遠子植,在太祖時已為相府司錄參軍,掌朝政。及晉公護執權,恐不被任用,乃密欲誅護。語在孝閔帝紀。謀頗漏泄,護知之,乃出植為梁州刺史。尋而廢帝,召遠及植還朝。遠恐有變,沉吟久之,乃曰:「大丈夫寧為忠鬼,安能作叛臣乎!」遂就徵。既至京師,護以遠功名素重,猶欲全宥之。乃引與相見,謂之曰:「公兒遂有異謀,非止屠戮護身,乃是傾危宗社。叛臣賊子,理宜同疾,公可早為之所。」乃以植付遠。遠素鍾愛於植,植又口辯,乃云初無此謀。遠謂為信然。詰朝,將植謁護,護謂植已死,乃曰:「陽平公何意乃自來也?」左右云:「植亦在門外。」護大怒曰:「陽平公不信我矣!」乃召入,仍命遠同坐,令帝與植相質於遠前。植辭窮,謂帝曰:「本為此謀,欲安社稷,利至尊耳。今日至此,何事云云。」遠聞之,自投於床曰:「若爾,誠合萬死。」於是護乃害植,并逼遠令自殺。時年五十一。植弟叔諧、叔謙、叔讓亦死。餘並以年幼得免。
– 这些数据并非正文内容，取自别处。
PR #14455, opened 2022-06-15
makes some of the recent megafauna drops less shit

LazennG:

after a while of watching the items i realized they were babyproofed to the point of being useless/impractical so i'm hoping to fix that.

Grand Core: 
-blood costs halved and detailed in the toolbar because being woozy after using it like twice is stupid as well as making people guess how many times they can use it before dropping dead
Rabid Cuffs:
- increased fauna damage to 60 brute from 30 because the old number wasn't enough to warrant using it over a ka in almost any circumstance. Also changed damage for people from 10 to 20 because bubblegum is usually last on the list of things people want to do with lavaland, plus the ability can be used every 10 seconds so it shouldn't be as bad as it is in terms of damage.
-changed around the functionality of the ability so 13 brute/burn/toxin is recovered on hitting living fauna, 20 on dead ones, and 5 on living people. This change was because i felt it was too much of a hassle to find a corpse to heal off of.
(killing an animal with the swipe attack heals for both as a critical heal)
Bloody Knuckles:
Gave them an ability to splash blood in a line for 9 tiles in the direction the user is facing with a 10 second cooldown so the ability to mark targets on blood is less situational.

If megafauna are fun to beat then their loot should be fun to play with, and I hope these changes are a step in that direction.

# Wiki Documentation

cursed stomach is still on bg's loot page so update that.
cuffs
also include rabid cuffs and how they're gloves that heal the user a bit when targeting an animal or person with their ability, along with doing damage to the target.

# Changelog

:cl: @ToasterBiome @Chubbygummibear @LazennG 
rscadd: Added inhand ability for bloody knuckles  
tweak: tweaked some recent loot to hopefully be less useless
/:cl:
thanks @ToasterBiome and @Chubbygummibear for helping me code past migraines and helping me spitball ideas

### DIFF
--- a/code/modules/clothing/gloves/miscellaneous.dm
+++ b/code/modules/clothing/gloves/miscellaneous.dm
@@ -116,7 +116,7 @@
 
 obj/effect/proc_holder/swipe
 	name = "Swipe"
-	desc = "Swipe at a target area, dealing damage and healing yourself. Creatures take 60 damage while people and cyborgs take 20 damage. Living creatures hit with this ability will heal the user for 15 brute/burn/poison while dead ones heal for 20 and get butchered. People and cyborgs hit will heal for 5"
+	desc = "Swipe at a target area, dealing damage to heal yourself. Creatures take 60 damage while people and cyborgs take 20 damage. Living creatures hit with this ability will heal the user for 15 brute/burn/poison while dead ones heal for 20 and get butchered. People and cyborgs hit will heal for 5"
 	action_background_icon_state = "bg_demon"
 	action_icon = 'icons/mob/actions/actions_items.dmi'
 	action_icon_state = "cuff"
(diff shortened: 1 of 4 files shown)


ToasterBiome:
If you’re adding multiple people to the credits you also need to include yourself

code/modules/clothing/gloves/miscellaneous.dm
```diff
@@ -154,32 +154,33 @@ obj/effect/proc_holder/swipe
...
 		if(isanimal(L))
-			L.adjustBruteLoss(30)
+			L.adjustBruteLoss(60)
+			if(L.stat != DEAD)
+				caller.adjustBruteLoss(-13)
+				caller.adjustFireLoss(-13)
+				caller.adjustToxLoss(-13)
 			if(L.stat == DEAD)
 				L.gib()
+				to_chat(caller, span_notice("You're able to the body entirely!"))
```
SomeguyManperson: You're able to the body entirely

SomeguyManperson (approved):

建德元年,晉公護誅,乃詔曰:「故使持節、柱國大將軍、大都督、陽平郡開國公遠,早蒙驅任,夙著勳績,內參帷幄,外屬藩維。竭誠王室,乃罹橫禍。言念貞良,追增傷悼。宜加榮寵,用彰忠節。」贈本官,加陝熊等十五州諸軍事、陝州刺史。諡曰忠。隋開皇初,追贈上柱國、黎國公,邑三千戶,改諡曰懷。植及諸弟,並加贈諡。

植弟基,字仲和。幼有聲譽,美容儀,善談論,涉獵群書,尤工騎射。太祖召見奇之,乃令尚義歸公主。大統十年,釋褐員外散騎常侍。後以父勳,封建安縣公,邑一千戶。累遷撫軍將軍、銀青光祿大夫、通直散騎常侍,領大丞相親信。俄轉大都督、進爵清河郡公。
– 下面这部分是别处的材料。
PR #14464, opened 2022-06-15
Makes stasis beds slowdown metabolism instead of stopping it and increases body decay time

nmajask:

Does what it says on the tin, makes field treatment much more viable while making stasis less of a necessity for doctors.

- [ ] Fix the logic being very broken
- [ ] Fix stasis beds not slowing down body decay

# Spriting
None.

# Wiki Documentation

Add the new effect of the stasis bed to the machines page. 

# Changelog

:cl:   
tweak: stasis beds now slowdown metabolism instead of stopping it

太祖扶危定傾,威權震主,及魏廢帝即位之後,猜隙彌深。時太祖諸子,年皆幼沖,章武公導、中山公護復東西作鎮,唯託意諸婿,以為心膂。基與義城公李暉、常山公于翼等俱為武衛將軍,分掌禁旅。帝深憚之,故密謀遂泄。

魏恭帝即位,遷使持節、車騎大將軍、儀同三司,加散騎常侍,進爵燉煌郡公,尋加侍中、驃騎大將軍、開府儀同三司,拜陽平國世子。六官建,授御正中大夫。孝閔帝踐阼,出為海州刺史。〔一0〕

尋以兄植被收,例合坐死。既以主貴,又為季父穆所請,得免。武成二年,除江州刺史。既被譴謫,常憂懼不得志。保定元年,卒於位,年三十一。申公穆尤所鍾愛,每哭輒悲慟,謂其所親曰:「好兒捨我去,門戶豈是欲興。」宣政元年,追贈使持節、上開府儀同三司、大將軍、曹徐譙三州刺史、燉煌郡公,諡曰孝。子威嗣。
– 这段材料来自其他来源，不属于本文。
PR #14487, opened 2022-06-18
Blob buff: double blob passive point gen

VaelophisNyx:
blobs struggle to keep up with crew attacking on all sides with late-late game weapons like Particle accelerators and Phazons. This buff should help with that a little.

Blob default passive resource generation (ie: not from resource blobs) increased from 2 to 4

Changes UNTESTED. Requires testing that is practically impossible in a local-host environment.

this change is made to help blobs counter 6-10 crew members/borgs, emitters, heavily armed combat mechs, particle accelerators, all hammering away at it from many directions at once. When a blob is spotted, you have mere moments before you will be engaged in the passive resource drain of being forced to replace blob tiles faster than you generate points, even with resource blobs.

This does not make any changes to blob resource cap, nor the speed at which resource-blobs generate resources, nor the slowdown from placing more resource blobs

# Wiki Documentation

Blob wiki might need a tweak to match? Unsure if resource rate is mentioned there.

# Changelog

:cl:  
tweak: blob base resource generation up to 4, from 2
/:cl:

### DIFF
--- a/code/modules/antagonists/blob/blob.dm
+++ b/code/modules/antagonists/blob/blob.dm
@@ -7,7 +7,7 @@
 
 	var/datum/action/innate/blobpop/pop_action
 	var/starting_points_human_blob = 60
-	var/point_rate_human_blob = 2
+	var/point_rate_human_blob = 4
 
 /datum/antagonist/blob/roundend_report()
 	var/basic_report = ..()


VaelophisNyx:
HEAVILY desire input from others on this, as while I think this would help, I want to hear from others. This is based on my experiences playing blob, others might have different experiences.

VaelophisNyx:
Also I'm not even sure I've changed this in the right place; or if random blobs even occur, which if that is the case, this change does nothing as admin spawned blobs have custom resource generation rates

maxion12345:
I uh
what about blobs that get lucky and spawn before crew get midround stuff?@ a buff like this could turn this into "very difficult fight while rushing tech/Mecha" to "why even bother just set the self destruct"

VaelophisNyx:
I won't lie, I can't ultimately test that solo. But also I have never seen a blob spawn when the crew didn't already have 10+ ways of dealing with it laying around or ready to print

Bibby0110 (changes requested):
This var doesn’t do anything

Also you can definitely test this change locally

JamieD1:
How about you make the point gen scale with round duration

VaelophisNyx:
Well Jamie, I would; however. I have no idea how to do that

> This var doesn’t do anything

Alright, I was concerned about that.

> Also you can definitely test this change locally

I mean yeah I could test if it compiles and gives more points, but I can't test the *balance* impact of that in a natural setting. IE: being besieged by the crew with usually combat mechs, borgs, particle accelerators, emitters, all at the same time.

VaelophisNyx:
I don't have enough experience to do this right now.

威字安民,起家右侍上士,累遷至開府儀同三司,又改襲遠爵陽平郡公。從高祖平齊,以功授上開府、拜軍司馬。宣帝即位,進授大將軍,出為熊州刺史。大象末,位至柱國。

史臣曰:李賢和兄弟,屬亂離之際,居戎馬之間,志略縱橫,忠勇奮發,亟摧勍敵,屢涉艱危,而功未書於王府,仕不過於州郡。及逢時值主,策名委質,或使煩莫府,〔一一〕或契闊戎行,荷生成之恩,蒙國士之遇,俱縻好爵,各著勳庸。遂得任兼文武,聲彰內外,位高望重,光國榮家,跗蕚連暉,椒聊繁衍,冠冕之盛,當時莫比焉。自周迄隋,鬱為西京盛族,雖金、張在漢,不之尚也。

然而太祖初崩,嗣君沖幼。內則功臣放命,外則強寇臨邊。晉公以猶子之親,膺負圖之託,遂能撫寧家國,開翦異端,革魏興周,遠安邇悅。功勤已著,過惡未彰。李植受遇先朝,宿參機務,恐威權之已去,懼將來之不容,生此厲階,成茲貝錦,乃以小謀大,由疏間親。主無昭帝之明,臣有上官之訴。嫌隙既兆,釁故因之。啟冢宰無君之心,成閔皇廢弒之禍,植之由也。李遠既闕義方之訓,又無先見之明,以是誅夷,非為不幸。